### SOURCE MATERIAL:
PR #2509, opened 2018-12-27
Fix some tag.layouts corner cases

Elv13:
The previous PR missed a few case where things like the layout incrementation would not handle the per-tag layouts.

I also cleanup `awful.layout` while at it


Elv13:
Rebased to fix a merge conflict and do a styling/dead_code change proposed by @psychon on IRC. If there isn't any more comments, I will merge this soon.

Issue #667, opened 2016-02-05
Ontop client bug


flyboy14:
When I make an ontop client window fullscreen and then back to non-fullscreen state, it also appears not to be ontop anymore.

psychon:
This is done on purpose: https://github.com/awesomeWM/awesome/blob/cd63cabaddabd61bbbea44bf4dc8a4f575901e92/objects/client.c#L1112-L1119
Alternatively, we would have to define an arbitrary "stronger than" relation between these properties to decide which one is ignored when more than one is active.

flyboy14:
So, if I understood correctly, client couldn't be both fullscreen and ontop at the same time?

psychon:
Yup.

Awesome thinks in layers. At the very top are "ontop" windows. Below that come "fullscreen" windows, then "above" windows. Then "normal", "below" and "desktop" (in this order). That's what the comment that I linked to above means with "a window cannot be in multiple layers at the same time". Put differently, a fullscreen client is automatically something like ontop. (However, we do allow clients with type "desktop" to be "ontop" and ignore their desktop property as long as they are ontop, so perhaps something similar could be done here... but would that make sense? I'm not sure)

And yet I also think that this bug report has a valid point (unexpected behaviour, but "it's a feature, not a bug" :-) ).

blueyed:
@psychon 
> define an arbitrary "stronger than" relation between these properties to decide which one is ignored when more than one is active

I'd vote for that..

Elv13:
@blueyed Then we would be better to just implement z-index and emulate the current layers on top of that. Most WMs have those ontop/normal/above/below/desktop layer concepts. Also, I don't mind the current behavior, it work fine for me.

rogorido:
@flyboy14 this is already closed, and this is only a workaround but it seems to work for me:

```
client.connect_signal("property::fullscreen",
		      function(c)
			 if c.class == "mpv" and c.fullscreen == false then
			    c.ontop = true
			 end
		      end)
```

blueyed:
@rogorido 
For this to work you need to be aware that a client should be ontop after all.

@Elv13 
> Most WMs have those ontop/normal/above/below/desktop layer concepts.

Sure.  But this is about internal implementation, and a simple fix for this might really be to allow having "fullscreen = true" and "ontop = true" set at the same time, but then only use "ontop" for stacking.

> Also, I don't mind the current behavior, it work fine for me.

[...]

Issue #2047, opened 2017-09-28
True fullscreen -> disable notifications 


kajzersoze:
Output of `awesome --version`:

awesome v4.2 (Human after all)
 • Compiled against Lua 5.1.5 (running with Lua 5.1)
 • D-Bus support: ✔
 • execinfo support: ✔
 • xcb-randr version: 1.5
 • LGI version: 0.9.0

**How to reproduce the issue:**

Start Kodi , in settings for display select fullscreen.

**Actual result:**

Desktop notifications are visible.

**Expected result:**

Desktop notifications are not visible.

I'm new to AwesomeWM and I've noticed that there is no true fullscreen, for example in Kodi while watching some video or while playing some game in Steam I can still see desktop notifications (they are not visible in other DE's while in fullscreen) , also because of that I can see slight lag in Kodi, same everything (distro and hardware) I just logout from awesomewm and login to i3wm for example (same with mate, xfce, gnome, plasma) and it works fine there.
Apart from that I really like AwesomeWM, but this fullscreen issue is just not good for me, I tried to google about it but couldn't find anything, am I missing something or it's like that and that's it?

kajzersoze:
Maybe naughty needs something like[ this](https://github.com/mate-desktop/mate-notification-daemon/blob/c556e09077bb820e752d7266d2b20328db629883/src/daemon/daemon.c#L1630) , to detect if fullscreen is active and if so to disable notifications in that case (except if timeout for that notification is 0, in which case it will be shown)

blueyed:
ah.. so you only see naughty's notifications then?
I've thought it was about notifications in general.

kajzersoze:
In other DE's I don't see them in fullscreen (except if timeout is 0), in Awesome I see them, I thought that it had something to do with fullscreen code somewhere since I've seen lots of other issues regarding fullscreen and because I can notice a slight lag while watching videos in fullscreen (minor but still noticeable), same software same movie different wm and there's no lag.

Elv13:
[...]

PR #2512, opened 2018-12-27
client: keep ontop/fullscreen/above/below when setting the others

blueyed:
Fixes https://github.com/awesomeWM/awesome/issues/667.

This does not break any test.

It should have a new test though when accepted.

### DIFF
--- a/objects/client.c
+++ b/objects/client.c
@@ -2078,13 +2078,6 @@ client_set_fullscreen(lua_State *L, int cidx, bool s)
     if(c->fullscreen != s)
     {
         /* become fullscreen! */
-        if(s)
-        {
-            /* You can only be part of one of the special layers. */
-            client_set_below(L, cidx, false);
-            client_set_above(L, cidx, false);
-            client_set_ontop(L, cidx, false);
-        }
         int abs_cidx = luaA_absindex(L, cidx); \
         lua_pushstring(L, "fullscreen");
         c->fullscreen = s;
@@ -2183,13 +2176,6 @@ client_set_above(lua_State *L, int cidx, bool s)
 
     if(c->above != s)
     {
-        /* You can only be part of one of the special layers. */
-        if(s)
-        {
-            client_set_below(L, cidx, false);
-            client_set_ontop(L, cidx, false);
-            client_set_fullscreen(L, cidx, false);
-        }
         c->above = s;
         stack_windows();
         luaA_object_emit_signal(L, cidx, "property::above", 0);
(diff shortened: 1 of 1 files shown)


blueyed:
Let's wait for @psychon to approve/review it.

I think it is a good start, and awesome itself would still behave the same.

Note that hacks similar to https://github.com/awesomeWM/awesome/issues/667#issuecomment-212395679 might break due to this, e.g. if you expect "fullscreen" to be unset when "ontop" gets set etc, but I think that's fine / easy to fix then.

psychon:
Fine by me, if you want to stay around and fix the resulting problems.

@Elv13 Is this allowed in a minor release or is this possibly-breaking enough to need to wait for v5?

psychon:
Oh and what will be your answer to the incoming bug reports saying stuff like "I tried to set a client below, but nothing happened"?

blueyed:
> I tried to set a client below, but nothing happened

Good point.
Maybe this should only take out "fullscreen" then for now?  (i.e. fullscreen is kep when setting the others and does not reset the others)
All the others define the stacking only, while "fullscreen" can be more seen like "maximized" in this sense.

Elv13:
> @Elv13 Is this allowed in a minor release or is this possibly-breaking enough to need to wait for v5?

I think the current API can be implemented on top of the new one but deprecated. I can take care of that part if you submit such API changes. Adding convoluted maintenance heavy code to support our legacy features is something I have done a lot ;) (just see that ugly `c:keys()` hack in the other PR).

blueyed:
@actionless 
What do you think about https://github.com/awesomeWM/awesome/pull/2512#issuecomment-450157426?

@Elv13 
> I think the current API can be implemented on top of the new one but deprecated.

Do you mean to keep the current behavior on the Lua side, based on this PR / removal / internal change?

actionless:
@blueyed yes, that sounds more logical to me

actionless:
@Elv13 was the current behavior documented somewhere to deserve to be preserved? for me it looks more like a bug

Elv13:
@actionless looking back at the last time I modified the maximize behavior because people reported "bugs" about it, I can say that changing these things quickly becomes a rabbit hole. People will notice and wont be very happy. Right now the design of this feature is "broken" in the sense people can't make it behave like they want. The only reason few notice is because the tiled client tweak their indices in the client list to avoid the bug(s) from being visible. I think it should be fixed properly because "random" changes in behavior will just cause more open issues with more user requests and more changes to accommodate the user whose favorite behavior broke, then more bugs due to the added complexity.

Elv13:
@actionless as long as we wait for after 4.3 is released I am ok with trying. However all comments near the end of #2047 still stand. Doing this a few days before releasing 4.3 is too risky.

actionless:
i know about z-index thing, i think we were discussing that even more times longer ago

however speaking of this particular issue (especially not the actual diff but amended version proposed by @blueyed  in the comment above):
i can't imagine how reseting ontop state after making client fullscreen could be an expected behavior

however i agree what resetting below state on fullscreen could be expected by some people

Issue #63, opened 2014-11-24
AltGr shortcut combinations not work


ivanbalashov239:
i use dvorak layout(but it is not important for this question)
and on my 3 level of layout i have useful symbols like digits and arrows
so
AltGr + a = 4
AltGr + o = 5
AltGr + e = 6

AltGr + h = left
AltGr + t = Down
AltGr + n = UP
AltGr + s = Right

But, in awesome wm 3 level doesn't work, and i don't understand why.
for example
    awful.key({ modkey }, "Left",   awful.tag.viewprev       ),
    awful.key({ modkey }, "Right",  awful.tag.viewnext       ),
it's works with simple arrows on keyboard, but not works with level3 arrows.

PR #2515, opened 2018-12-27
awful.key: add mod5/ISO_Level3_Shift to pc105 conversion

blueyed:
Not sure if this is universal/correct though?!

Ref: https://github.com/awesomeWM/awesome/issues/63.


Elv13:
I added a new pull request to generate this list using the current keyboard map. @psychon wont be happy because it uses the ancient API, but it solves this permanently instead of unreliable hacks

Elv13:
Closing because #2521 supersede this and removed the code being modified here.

### WHAT TO WORK ON:
Set down no line except those from the one with "awful.key: add mod5/ISO_Level3_Shift" to the last line of the data, inclusive, each exactly as written.

### EXERCISE RESULT:
awful.key: add mod5/ISO_Level3_Shift to pc105 conversion

blueyed:
Not sure if this is universal/correct though?!

Ref: https://github.com/awesomeWM/awesome/issues/63.


Elv13:
I added a new pull request to generate this list using the current keyboard map. @psychon wont be happy because it uses the ancient API, but it solves this permanently instead of unreliable hacks

Elv13:
Closing because #2521 supersede this and removed the code being modified here.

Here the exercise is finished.